As children they were schooled in physics
that existed beyond the boundaries of light.
The telescopic eyes inside their minds
scanned spheres far and wide
on which they could potentially settle.
For them this was a necessary task
since life-sustaining elements were rapidly
vanishing from their native planet.
Despite the ominous power they possessed,
amongst the worlds that were considered
none within the Milky Way would do,
not even Andromeda, nor the many
parallel universes that were up for grabs.
And then one day the sun began to toss
enormous solar flares that reached
even beyond lonely little Pluto.
As you would imagine, Mars was turned
into a fiery ball that incinerated
the entire population to tiny dust specks.
And that is how the Martians were sent
to peanut land, safe and sound, intact.

Stepchild

If you expect to get to heaven take hell
for granted. Dress up as Santa at the spring
equinox. Emulate Lennon and McCartney, Watson
and Crick, the Smothers Brothers. Should you desire,
you can conceptualize Wallace Stevens
as the authentic roller of big cigars
and legitimate connoisseur of chaos.
You can bend your thoughts around
the lip of the Utah copper mine
that was closed due to a landslide.
You can make this existence one worth keeping
or follow everybody else’s vision.
What is this cheap talk about transformation
of a plated fork into a wunderkind
and the time you soiled yourself at aunt Jen’s?
Rather get good and ready for the next
sensational splendor says a knowledgeable
space probe. Abide the monstrosity gestating
in the tomb of the unknown pilgrim.
Factoring imagination and brain wave, body
motion and motivation, an insubordinate
attitude about how this came to be
is a fabled method many choke on.
A wrestler applies a full nelson.
The boat rocks loose of its slip
and goes jetting across whitecaps.
Love follows hate like a used napkin.
Which way did the pockmarked daughter
of CNN go?
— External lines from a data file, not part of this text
PR #385, opened 2026-08-06
test(e2e): cover auth delivery and session lifecycle

SahilVasava:
Stack 3 of 3. Depends on #384.

## Summary
- Separate magic-link and plain-OTP projects so delivery-mode tests cannot pass by extracting a code from the wrong email format.
- Exercise fresh OTP login and existing-wallet logout/re-login in the browser.
- Exercise automatic refresh, signing before and after reload, typed-data signing, transactions, logout, passkeys, and wallet export.
- Make integration setup fail fast when either staging project is missing.
- Typecheck test sources in CI and avoid rebuilding demo SDK dependencies twice.

## Required CI secret
ZD_OTP_PROJECT_ID must reference the plain-OTP staging project. Both localhost:3000 and localhost:3001 must be allowed by the respective test projects.

## Verification
- Typecheck and Biome pass.
- 98 unit files and 1,087 tests pass.
- Live staging integration: 6 files and 9 tests pass.
- Browser E2E: all 14 tests pass.
- Publishable-package check passes.

## Review focus
Please verify CI secret/origin configuration and that magic-link and OTP assertions remain strict and project-specific.


e2e/integration/wallet-operations.test.ts
```diff
@@ -69,37 +72,75 @@ describe('Wallet Operations', () => {
...
+      chainId: CHAIN_ID,
+      type: 'eip1559',
+      nonce: 0,
+      gas: 21_000n,
+      maxFeePerGas: 2_000_000_000n,
+      maxPriorityFeePerGas: 1_000_000_000n,
+      to: account.address,
+      value: 0n,
+    })
+    expect(signedTransaction).toMatch(/^0x[0-9a-f]+$/i)
```
christopherferreira9: `/^0x[0-9a-f]+$/i` matches 0x0, so this passes on almost anything.
#383 changes the return here from `serializeTransaction` to `serializer`, so the bytes we hash and the bytes we return now come from two separate calls. If those ever diverge, could we get a signed transaction whose signature doesn't match its own encoding?

`recoverTransactionAddress({ serializedTransaction })` re-derives the hash from the returned bytes and would cover it. Let me know if you think it's worth adding viem as a devDependency on the root of the monorepo.

e2e/playwright.config.ts
```diff
@@ -1,9 +1,21 @@
...
 
 const __dirname = path.dirname(fileURLToPath(import.meta.url))
 const demoAppDir = path.resolve(__dirname, '../apps/zerodev-signer-demo')
+const envPath = path.resolve(__dirname, '../.env')
+if (existsSync(envPath)) loadEnvFile(envPath)
+
+const otpProjectId = process.env.ZD_OTP_PROJECT_ID
+if (!otpProjectId) {
+  throw new Error('ZD_OTP_PROJECT_ID is required for browser OTP tests')
+}
```
christopherferreira9: Tiny little one — this runs on every Playwright invocation, so --list and single-project runs need the var too. I hit it listing just the magic-link project with:
```
$ ZD_OTP_PROJECT_ID= pnpm exec playwright test --list --project=chromium
Error: ZD_OTP_PROJECT_ID is required for browser OTP tests
```

`otpProjectId` is only read at line 66, inside the webServer block that's skipped when CI is set — so in CI it's never actually used, and locally it's only needed to launch the :3001 dev server. Would it work to move the check into that webServer entry, so someone debugging a magic-link failure doesn't need an OTP project id?

e2e/integration/global-setup.ts
```diff
@@ -0,0 +1,14 @@
...
+
+export async function setup() {
+  if (!process.env.ZD_PROJECT_ID || !process.env.ZD_OTP_PROJECT_ID) {
+    throw new Error(
+      'ZD_PROJECT_ID and ZD_OTP_PROJECT_ID are required for staging integration tests',
+    )
+  }
+
+  await waitForBackend(BACKEND_URL)
+  await ping()
```
christopherferreira9, line 13: Like this! 
It now makes the per-file skip machinery unreachable. Every integration spec has the same three guards in beforeAll — try/catch around waitForBackend, try/catch around ping, then the project-id check — each setting a skipReason, with every it() opening on context.skip(!!skipReason, skipReason). Since both helpers return Promise<void> and throw, and you're awaiting them here alongside the env check, can any of those three conditions still reach a test file? 
If not, is it worth deleting them in this PR? Leaving them in reads like the suite can still skip its way to green when it no longer can, which feels like the thing this file exists to prevent. Happy to take it as a follow-up if you'd rather keep this PR smaller.

e2e/helpers/ui-login.ts
```diff
@@ -35,14 +45,45 @@ export async function loginWithOtp(
...
+    authToken,
+    EMAIL_POLL_INTERVAL_MS,
+    EMAIL_POLL_TIMEOUT_MS,
+  )
+  const otpCode = extractOtpCodeFromMagicLinkUrl(emailContent)
+  if (!otpCode) {
+    throw new Error('Magic-link project sent no verification link')
+  }
+
+  await page.goto(`/verify?code=${otpCode}`)
```
christopherferreira9: Small question on the magic-link path. `extractOtpCodeFromMagicLinkUrl` seems to only capture the `code=value` and then the url is rebuilt `/verify?code=` against baseURL. If the project's magic_link_template changed host or path, would this test still go green? Asking because the docstring in `extractOtpCodeFromMagicLinkUrl` mentions `/callback` instead of `/verify`.
If it does point at the demo app, would navigating the emailed URL directly be worth it? That'd make the test cover the link the user actually receives rather than one we construct. If it points somewhere else, it's fine as-is, would be worth adding a comment saying so, since the current code reads like it's clicking the link.

e2e/browser/post-auth.spec.ts
```diff
@@ -64,33 +78,66 @@ test.describe('Post-Auth Operations', () => {
...
+    const initialSessionId = await page.evaluate(() =>
+      localStorage.getItem('@zerodev/active_session'),
+    )
+    if (!initialSessionId) throw new Error('Expected an active browser session')
+
+    await page.evaluate((sessionId) => {
+      const stored = localStorage.getItem(sessionId)
+      if (!stored) throw new Error('Expected the active session record')
+      const session = JSON.parse(stored)
+      session.expiry = Date.now() + 65_000
```
christopherferreira9, line 109: Could we get a comment on why we went for 65s? `SESSION_WARNING_THRESHOLD_MS` is 60s in `provider.ts`, so this lands the refresh ~5s after reload, well inside the 30s `waitForResponse` below.
If that default ever moves, would this fail in a way anyone could diagnose? Raising it past 65s makes it refresh immediately, the test still passes, but it'd be covering the immediate path instead of the scheduled timer, silently. Lowering it to 30s would push the refresh past the `waitForResponse` timeout.  
Seems like this expiry can be set via config, would it be worth setting this on the app side to decouple from the default value?
I'm also good with just adding a comment, the intent behind this test is clear enough.

e2e/integration/wallet-operations.test.ts
SahilVasava: Good catch on both. Switched to `recoverTransactionAddress({ serializedTransaction })` and assert it recovers to `account.address`, so it re-derives the signer from the returned bytes and would catch a serializer/encoding divergence, unlike the hex-shape regex (which also matched 0x0). Added `viem` as a root devDependency as you offered. Passes against real staging signatures in the integration run.

e2e/playwright.config.ts
SahilVasava: Fixed. Dropped the top-level throw; the OTP demo server is now started only when `ZD_OTP_PROJECT_ID` is set, so `--list`, single-project, and magic-link runs no longer require it. `--list --project=chromium` works without it now.

e2e/integration/global-setup.ts
SahilVasava: Done in this PR. Removed the per-file `skipReason`/`context.skip` machinery across all 6 integration specs (global-setup already fails the whole run on backend/email/env). Kept the real setup assignments and dropped the now-unused imports.

e2e/helpers/ui-login.ts
SahilVasava: Now navigates the actual emailed URL via a new `extractMagicLinkUrl`, so a `magic_link_template` host/path change is exercised instead of silently passing. Also corrected the `/callback` to `/verify` docstring. Verified: full browser e2e (incl. magic-link + post-auth) is green against staging.

e2e/browser/post-auth.spec.ts
SahilVasava: Added a comment tying the 65s to `SESSION_WARNING_THRESHOLD_MS` (60s) and the failure modes if that default drifts (covers the immediate-refresh path if raised well past it, times out if lowered below the wait window).

christopherferreira9 (approved):
Looks good for QA

e2e/integration/otp-init-shape.test.ts
```diff
@@ -4,35 +4,21 @@
  * by the production TLS Fetcher key (no `dangerouslyOverrideSignerPublicKey`).
  *
  * Doesn't require email service — only the backend on `upgrade_turnkey` and a
- * test project. Skipped without ZD_PROJECT_ID set.
+ * test project. Skipped without ZD_OTP_PROJECT_ID set.
```
brtkx: nit: not skipped anymore, should say it fails

brtkx (approved):

e2e/integration/otp-init-shape.test.ts
SahilVasava: Fixed — the docstring now says the smoke test fails (not skips) without `ZD_OTP_PROJECT_ID`, since global setup requires it.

If necessary I’ll follow her
to the end of eternity and perhaps gain
a little more space in which to cram my theme.
And certainly not because my distant cousin
is suffering COPD. Not because some guru
pressed upon me illicit pleasures.
This is no formula for rescue from
the deep, desultory lockers where you pile
innermost scoops. Can you guess what
Doctor Zhivago would have given up love for?
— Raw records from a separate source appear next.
PR #96, opened 2016-11-16
Added all http methods/verbs

thekemkid:
I listed them in the order they're presented here: https://en.wikipedia.org/wiki/Hypertext_Transfer_Protocol#Summary_table

### DIFF
--- a/lib/httpMethods.js
+++ b/lib/httpMethods.js
@@ -1,0 +1,13 @@
+// most http methods taken from RFC 7231
+// PATCH is defined in RFC 5789
+module.exports = [
+  'GET',
+  'HEAD',
+  'POST',
+  'PUT',
+  'DELETE',
+  'CONNECT',
+  'OPTIONS',
+  'TRACE',
+  'PATCH'
+]
--- a/lib/httpRequestBuilder.js
+++ b/lib/httpRequestBuilder.js
@@ -2,11 +2,17 @@
 
 const xtend = require('xtend')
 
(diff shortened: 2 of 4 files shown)


mcollina:
LGTM

mcollina:
Seems tests are failing

thekemkid:
For some reason we test to ensure 'client does not supports HEAD'

Why?

mcollina:
Maybe we don't support it. LOL.

thekemkid:
But... why wouldn't we support it? Why do we explicitly test for non-support? 😂

There's more lines of code in testing for non-support rather than _just_ supporting it. 😂

mcollina:
I _remember_ that I had *good reasons* not to do it, so important reasons that I completely forgot about them.

thekemkid:
😂

I have a good reason to support it: We are a http 1.1 bench marker. we should support it :P

The final call is up to you, should I fix the tests, or remove HEAD support? These are all which are supported by wrk: https://github.com/wg/wrk/blob/master/src/http_parser.c#L960-L974

mcollina:
please go ahead.

thekemkid:
I assume go ahead is to mean fix tests... on it! 😄

thekemkid:
@mcollina I know you have been so excited for this update... but its ready for a re-review! 😄 I moved the valid array of http methods to their own file, for testability purposes. Hope this is okay 👍

PR #106, opened 2017-04-14
Fix `--latency` option

drifkin:
The code for this option wasn't modified for breaking changes introduced
when deps were updated in ea237e343c0081bbf5725b96f8c3d8cea9b495cd


mcollina:
Thanks :)

PR #116, opened 2018-01-25
Removes the binary dependency

mcollina:
As titled, this switches from native-hdr-histogram to hdr-histogram-js.
In my tests, the throughput is about the same, if not slightly higher.
It solves all the problems downloading binary components.


.travis.yml
```diff
@@ -4,6 +4,8 @@ node_js:
   - "4"
   - "6"
   - "7"
+  - "8"
+  - "9"
 env:
   - CC=gcc-4.8 CXX=g++-4.8
```
thekemkid: We should actually be able to remove these build tools, right?

mcollina:
This should be ready to land.

PR #117, opened 2018-01-29
Fix bytes/sec max NaN output

watson:
`stat.max` have already been converted to a human readable string containing the appropriate unit, so there's no need to format it further.

### DIFF
--- a/lib/progressTracker.js
+++ b/lib/progressTracker.js
@@ -164,7 +164,7 @@ function asRow (name, stat) {
     name,
     stat.average,
     stat.stddev,
-    Math.floor(stat.max * 100) / 100
+    stat.max
   ]
 }
 


mcollina:
my bad

mcollina:
However I get this:

```
$ ./autocannon.js -c 100 -d 5 -p 10 localhost:3000
Running 5s test @ http://localhost:3000
100 connections with 10 pipelining factor

Stat         Avg     Stdev   Max
Latency (ms) 4.18    13.6    288.021199
Req/Sec      23457.6 3444.77 25824
Bytes/Sec    2.6 MB  370 kB  2.87 MB

117k requests in 5s, 13 MB read
```

Can you send another PR that prevents that?

watson:
Ah, didn't see that. Hang on

mcollina:
I would like it rounded at 2 digits.

watson:
Makes sense

watson:
@mcollina fixed in #118

PR #119, opened 2018-01-29
Use autocannon on a UNIX socket

watson:
With this you can tell autocannon to send requests to a UNIX socket instead of a TCP socket, e.g:

```
autocannon /tmp/my-server.sock
```

For use with test HTTP server:

```js
const http = require('http')
http.createServer(function (req, res) {
  res.end('Hello World')
}).listen('/tmp/my-server.sock')
```

### DIFF
--- a/README.md
+++ b/README.md
@@ -39,7 +39,7 @@ npm i autocannon --save
 Usage: autocannon [opts] URL
 
 URL is any valid http or https url. Can alternatively be a path to a
-UNIX socket.
+Unix Domain socket.
 
 Available options:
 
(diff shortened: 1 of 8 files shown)


watson:
@mcollina before I dive deeper into this rabbit hole, I just wanted to hear your opinion on this - if this is even something you'd like to add to autocannon.

My use-case is that I'm benchmarking the difference between letting an HTTP server listen on a TCP socket vs a UNIX socket to see how much more throughput I can get this way for use with interprocess communication.

watson:
@mcollina updated

PR #121, opened 2018-01-30
Clean up use of teardown

watson:
The new tap v11.1.0 improves the ability to disable `autoend`, which means we can use t.tearDown even if we don't know call t.plan again.

See:
https://github.com/tapjs/node-tap/commit/fcf70aad8582d434658b8d3fe794e6ee463bcd2d

P.S. this was JUST released, so I unfortunately couldn't have included this in my last PR 😅


mcollina:
Thanks!

PR #123, opened 2018-02-21
Allow use of http host and path during IPC

watson:
Previously the Host header was always `localhost` when connecting to a Unix Domain Socket or a Windows Named Pipe. It was also not possible to use any other path than `/`.

With this commit the URL is always treated as a URL and if you want to supply a Unix Domain Socket or Windows Named Pipe, you instead have to provide it using `--socketPath` (aliased `-S`).

### DIFF
--- a/README.md
+++ b/README.md
@@ -40,9 +40,6 @@ Usage: autocannon [opts] URL
 
 URL is any valid http or https url.
 
-For IPC, the url can be substituted by a path to a Unix Domain Socket or
-a Windows Named Pipe.
-
 Available options:
 
   -c/--connections NUM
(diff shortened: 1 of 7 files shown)


watson:
In its current state this PR should be considered a breaking change. I can make it so that it falls back to the old behavior if the URL provided looks like a socket/pipe if we don't want this to bump the major.

watson:
@mcollina The tests are failing, but it seems to be an issue with Travis rather with my perfect code 😜 . I don't have permissions to restart the test though

thekemkid:
@watson I've restarted it for you :)

thekemkid:
I'd like to leave the decision to @mcollina what he wants to do with the PR. I'm inclined to just merge and bump major. 👍

PR #125, opened 2018-03-02
fix default option issue

WLBF:
I get something wrong when I run two autocannon benchmark at same time. However if I run these benchmarks separately it works fine.
example:
```js
const autocannon = require('autocannon');
const util = require('util');

const autocannonFunc = util.promisify(autocannon);

function setupClient {
    ...
}

async function login() {
  try {
    return await autocannonFunc({
      url: 'http://192.168.0.245:10000/login',
      connections: 15,
      pipelining: 1,
      amount: 15,
      bailout: 1,
      method: 'POST',
      setupClient,
    });
  } catch(err) {
      ...
  }
}

async function register() {
  try {
    return await autocannonFunc({
      url: 'http://192.168.0.245:8888/register',
      connections: 1,
      pipelining: 10,
      amount: 20,
      bailout: 1,
      method: 'POST',
      headers: {
        'Content-Type': 'application/json',
      },
      body: JSON.stringify(body),
    });
  } catch(err) {
      ...
  }
}

Promise.all([login(), register()])
```
run above code ,  second autocannon instance will return abnormal 5xx code . I figure out that first calling of  `run()` function change the `requests` field of `defaultOptions` object, cause second calling failed. So I think it should be fine to move `defaultOptions` into function `run()` block to avoid the side effect.

### DIFF
--- a/package.json
+++ b/package.json
@@ -44,6 +44,7 @@
   },
   "dependencies": {
     "chalk": "^2.0.0",
+    "clone": "^2.1.1",
     "color-support": "^1.1.1",
     "deep-extend": "^0.5.0",
     "hdr-histogram-js": "^1.0.0",
--- a/test/run.test.js
+++ b/test/run.test.js
@@ -3,7 +3,9 @@
 const os = require('os')
 const path = require('path')
 const test = require('tap').test
+const clone = require('clone')
 const run = require('../lib/run')
+const defaultOptions = require('../lib/defaultOptions')
 const helper = require('./helper')
 const server = helper.startServer()
 
@@ -279,3 +281,16 @@ for (let i = 1; i <= 5; i++) {
     })
   })
 }
+
+test('run should not modify default options', (t) => {
+  const origin = clone(defaultOptions)
+  run({
+    url: 'http://localhost:' + server.address().port,
+    connections: 2,
+    duration: 2
+  }, function (err, result) {
+    t.error(err)
+    t.deepEqual(defaultOptions, origin, 'calling run function does not modify default options')
+    t.end()
+  })
+})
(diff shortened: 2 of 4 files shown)


mcollina:
I think the proper fix is to switch from `xtend` to `Object.assign` in https://github.com/mcollina/autocannon/pull/125/files#diff-de78b50723ff596d7bd35665f36a6cbfR73.

Can you also add a unit test for this?

WLBF:
sure, I am working on it.

WLBF:
I think `Object.assign` only copy first layer of a object. Here we need do full deep copy of `defaultOptions` object to  avoid modification come from `run()` function. I also adjust the position of `defaultOptions` to add a unit test.

package.json
```diff
@@ -44,7 +44,9 @@
   },
   "dependencies": {
     "chalk": "^2.0.0",
+    "clone": "^2.1.1",
     "color-support": "^1.1.1",
+    "deep-equal": "^1.0.1",
```
mcollina: there is no need for this dependency, tap can do it for us.

test/run.test.js
```diff
@@ -279,3 +282,16 @@ for (let i = 1; i <= 5; i++) {
...
+
+test('run should not modify default options', (t) => {
+  const origin = clone(defaultOptions)
+  run({
+    url: 'http://localhost:' + server.address().port,
+    connections: 2,
+    duration: 2
+  }, function (err, result) {
+    t.error(err)
+    t.ok(deepEqual(defaultOptions, origin), 'calling run function does not modify default options')
```
mcollina: you can use t.deepEqual here.

WLBF:
ok

PR #128, opened 2018-04-18
Added optional server name for the SNI TLS extension

sebbarg:
Server Name Indication (SNI) is an extension to TLS by which a client indicates which hostname it is attempting to connect to at the start of the handshaking process. This allows a server to present multiple certificates on the same IP address.

https://en.wikipedia.org/wiki/Server_Name_Indication

### DIFF
--- a/README.md
+++ b/README.md
@@ -90,6 +90,8 @@ Available options:
         Print the output as newline delimited json. This will cause the progress bar and results not to be rendered. default: false.
   -f/--forever
         Run the benchmark forever. Efficiently restarts the benchmark on completion. default: false.
+  -s/--sniServerName
+        Server name for the SNI (Server Name Indication) TLS extension.
   -v/--version
         Print the version number.
   -h/--help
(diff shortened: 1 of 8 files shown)


mcollina:
Can you please add a unit test?

sebbarg:
Hi Matteo,

The only thing it does is pass along the server name to the Node
tls.connect() function.

t's not trivial to test that it actually works in a unit test since it
would require setting up a much more advanced web server / reverse proxy
with multiple certificates that would know what to do with the SNI
handshake.

Or maybe you have something else in mind?

mcollina:
It's not just a matter of specifying a `SNICallback` when a server is created https://nodejs.org/api/tls.html#tls_tls_createserver_options_secureconnectionlistener?

README.md
```diff
@@ -90,6 +90,8 @@ Available options:
         Print the output as newline delimited json. This will cause the progress bar and results not to be rendered. default: false.
   -f/--forever
         Run the benchmark forever. Efficiently restarts the benchmark on completion. default: false.
+  -s/--sniServerName
```
mcollina: I would prefer if this was `-S/--servername`.

sebbarg:
Sure thing - capital S is already in use, so it has to be lowercase.

sebbarg:
I will have a look

sebbarg:
All done. The unit test tests whether the server name is sent correctly
through to tje https / tls connection. Since it is working on tcp level
rather than http, the test server constructs a http response with the
server name in the header. In that way the client side of the unit test can
reuse the http functionality to verify if the name was correctly sent
through.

You’ll have to keep on guessing.
What art does it undoes instinctively.
Tomorrow wouldn’t be gone today
had it not appeared in last month’s
chapter published posthumously
in the book you’ve yet to read.

Thomas Piekarski is a former editor of the California State Poetry Quarterly. His poetry and interviews have appeared in Nimrod, Portland Review, Kestrel, Cream City Review, Poetry Salzburg, Boston Poetry Magazine, Gertrude, The Bacon Review, and many others.  He has published a travel guide, Best Choices In Northern California, and Time Lines, a book of poems. He lives in Marina, California.